Recorded data:

PR #68, opened 2026-05-20
ID 61: Replace FHIRPath-based bundle reference traversal with core fhir_navigation handling

abhinandan2012:
## Summary

Replaces the FHIRPath-based bundle reference traversal in PAS bundle validation with the shared `FHIRResourceNavigation` module from Inferno core.

This refactor removes the dependency on `evaluate_fhirpath` (an external HTTP call to a FHIRPath server) and switches the traversal flow to metadata-driven in-process navigation using `resolve_path`. Extension slice references are now resolved automatically through extracted profile metadata, removing the need for manual FHIRPath workarounds.

---

### Navigation Module (`pas_bundle_validation.rb`)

DESCRIPTION OF THE TASK: Please print the records above exactly from their first line. End with the line containing "Replaces the FHIRPath-based", and include it.

FINAL ANSWER:
PR #68, opened 2026-05-20
ID 61: Replace FHIRPath-based bundle reference traversal with core fhir_navigation handling

abhinandan2012:
## Summary

Replaces the FHIRPath-based bundle reference traversal in PAS bundle validation with the shared `FHIRResourceNavigation` module from Inferno core.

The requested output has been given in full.